## Problem to solve
Where does the string "phases" appear in the records? Copy each line that holds it.

## Dataset records
PR #290, opened 2023-08-16
Add guides to the menu

nicolaskempf57:
Closes https://github.com/etalab/data.gouv.fr/issues/1145


maudetes (approved):
As an open question, I wonder if we should use a `target="_blank"`, because the behaviors differs from the others items?
It could show an icon and open the guides in a new tab?
Not sure if it would be better in terms of accessibility though

nicolaskempf57:
> It could show an icon and open the guides in a new tab?

Here is an example of a menu link with a `target="_blank"` :

Xnapper-2023-08-21-10 18 51

If we add a title indicating that the link will open in a new tab, it should be fine. At least, this is the DSFR way of doing it.

maudetes:
What do you think @agarrone?

agarrone:
Not a big fan on this particular case

PR #291, opened 2023-08-16
Use the word file instead of resource

nicolaskempf57:
See https://github.com/etalab/data.gouv.fr/issues/929


maudetes (approved):
bye bye resource :hole:

PR #40, opened 2017-03-08
Add archive flag to project

2e2a:


xi:
What is the exact semantics of this? How does it relate to "all phases of all modules have ended"?

2e2a:
> What is the exact semantics of this? How does it relate to "all phases of all modules have ended"?

This relation is not defined in core and can be decided in each project, e.g. by showing this setting only if participation is over.

xi:
I don't think it is a good idea to have flags in core that do not have clear semantics.

From your answer I guess the intended semantics are roughly "Even if a project has completed all of its participation, it may still be active in other ways. This flag allows to distinguish these projects from truly archived ones."

2e2a:
Yes, that's way to define it.

MagdaN:
LGTM please merge, if you are fine with it

PR #41, opened 2017-03-08
Order projects by creation date per default

2e2a:


2e2a:
Found a way to adjust the queryset in the filter. No need for this change.

PR #45, opened 2017-03-13
Remove sort view

2e2a:
Use `FitleredListView` instead.


slomo:
I see that there are some test for sorting with django filters. But I don't understand how sorting is configured (eg. can I limit somehow which fields are available for sorting?).

2e2a:
> I see that there are some test for sorting with django filters. But I don't understand how sorting is configured (eg. can I limit somehow which fields are available for sorting?).

The tests are deleted as part of this pull request. I would suggest to merge it and add tests fir the `FitleredListView` separately.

## Exercise solution
What is the exact semantics of this? How does it relate to "all phases of all modules have ended"?
> What is the exact semantics of this? How does it relate to "all phases of all modules have ended"?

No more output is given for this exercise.